Computing Unique Minimal Prefixes for a Set of Words
Givan a colection of words, the objective is to detremine the shortest unique prefix for each word. A prefix is a substring starting from the first character. For instance, the word "carbon" has prefixes: "c", "ca", "car", "carb", "carbo", and "carbon". An exact match takes precedence over a prefix match; if a word is exactly "car", its shortest unique prefix is "car", not a shorter prefix that might also start other words.
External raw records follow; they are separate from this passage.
PR #500, opened 2024-09-20
feat: Transformed pandas processing into SQL for leaderboard

irfanuddinahmad:
**Merge checklist:**

**Post merge:**


enterprise_data/admin_analytics/database/queries/fact_engagement_admin_dash.py
```diff
@@ -19,3 +19,43 @@ def get_learning_hours_and_daily_sessions_query():
...
+            SELECT
+                Engagement.email,
+                learning_time_hours,
+                sessions,
+                average_session_length,
+                course_completions
+            FROM Engagement
+            LEFT JOIN Completions
+            ON Engagement.email = Completions.email
+            ORDER BY learning_time_hours desc, sessions desc, course_completions desc
```
muhammad-ammar: Facing the below error locally on read replica when I execute the query in mysql shell.

```
ERROR 1064 (42000): You have an error in your SQL syntax; check the manual that corresponds to your MySQL server version for the right syntax to use near '== 0 THEN 0.0
            ELSE ROUND(learning_time_hours / sessions::float, 1)
```

enterprise_data/api/v1/views/analytics_leaderboard.py
```diff
@@ -36,61 +30,17 @@ class AdvanceAnalyticsLeaderboardView(APIView):
...
-
-        leaderboard_df = engage.merge(completions, on="email", how="left")
-        leaderboard_df = leaderboard_df.sort_values(
-            by=["learning_time_hours", "daily_sessions", "course_completions"],
-            ascending=[False, False, False],
-        )
-
+        response_type = request.query_params.get('response_type', ResponseType.JSON.value)
+        leaderboard = FactEngagementAdminDashTable().get_leaderboard(enterprise_uuid, start_date, end_date)
+        leaderboard_df = pd.DataFrame(leaderboard)
```
muhammad-ammar: Why are we again converting the results to dataframe?

muhammad-ammar: I believe we can convert the below logic into python without using pandas dataframe. We have planned to remove the pandas once we convert all the code to mysql queries.

```
# move the aggregated row with email 'null' to the end of the table
idx = leaderboard_df.index[leaderboard_df['email'] == 'null']
leaderboard_df.loc[idx, 'email'] = 'learners who have not shared consent'
leaderboard_df = pd.concat([leaderboard_df.drop(idx), leaderboard_df.loc[idx]])
```

irfanuddinahmad: pandas is python also!

muhammad-ammar: >  We can convert the below logic into python **without using pandas dataframe**.

irfanuddinahmad: I think pandas might be more efficient in this processing ...

muhammad-ammar (approved):

PR #521, opened 2024-10-14
ENT-9622: Added caching for API endpoints related to advanced analytics.

saleem-latif:
__Jira Ticket:__ [ENT-9622](https://2u-internal.atlassian.net/browse/ENT-9622)

__Description:__
This PR adds caching for the REST API endpoints related to advanced analytics. Currently, the timeout is set to 1 hour but we can adjust it after observing the current implementation on production.

**Merge checklist:**

**Post merge:**


enterprise_data/cache/decorators.py
```diff
@@ -0,0 +1,42 @@
...
+    def inner_decorator(func):
+        @wraps(func)
+        def wrapper(self, *args, **kwargs):
+            """
+            Wrapper function to cache the result of the function.
+            """
+            cache_key = cache.get_key(func.__name__, *args, **kwargs)
+            cached_response = cache.get(cache_key)
+            if cached_response.is_found:
+                LOGGER.info("[ANALYTICS]: Cache hit for key: (%s)", (func.__name__, args, kwargs))
```
muhammad-ammar, line 34: Don't we need to have a `%s` format specifiers for each argument like below?

```python
LOGGER.info("[ANALYTICS]: Cache hit for key: (%s, %s, %s)", func.__name__, args, kwargs)
```

enterprise_data/cache/decorators.py
```diff
@@ -0,0 +1,42 @@
...
+                return cached_response.value
+
+            LOGGER.info("[ANALYTICS]: Cache miss for key: (%s)", (func.__name__, args, kwargs))
```
muhammad-ammar, line 37: Same as above

enterprise_data/cache/decorators.py
```diff
@@ -0,0 +1,42 @@
...
+    Arguments:
+        timeout (int): Cache timeout in seconds.
+
+    Returns:
+        (function): Decorator function.
+    """
+
+    def inner_decorator(func):
+        @wraps(func)
+        def wrapper(self, *args, **kwargs):
```
muhammad-ammar, line 27: Currently this decorator is written to work only for class methods, can we modify it to work with class and non-class methods?

muhammad-ammar (approved):
LGTM

enterprise_data/cache/decorators.py
saleem-latif: Nope, I am passing in a tuple of all values so a single %s is the right approach.

enterprise_data/cache/decorators.py
saleem-latif: Since, our need is to use it just for class or instance methods. I do not think adding unnecessary complexity would be a good idea.

saleem-latif: I have already mentioned it in the doc string that this decorator would work only for class/instance methods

Input consists of 2 to 1000 lines, each containing a lowercase word with length between 1 and 20. Output must have the same number of lines, each displaying the original word followed by its unambiguous shortest prefix.
Example Input:
carbohydrate
cart
carburetor
caramel
caribou
carbonic
cartilage
carbon
carriage
carton
car
carbonate
Example Output:
carbohydrate carboh
cart cart
carburetor carbu
caramel cara
caribou cari
carbonic carboni
cartilage carti
carbon carbon
carriage carr
carton carto
car car
carbonate carbona
A Trie (prefix tree) data structure is effective for this problem. Each node in the trie records the count of words passing through it. By traversing the trie for each word, we can stop at the first character where the node count is 1, indicating uniqueness.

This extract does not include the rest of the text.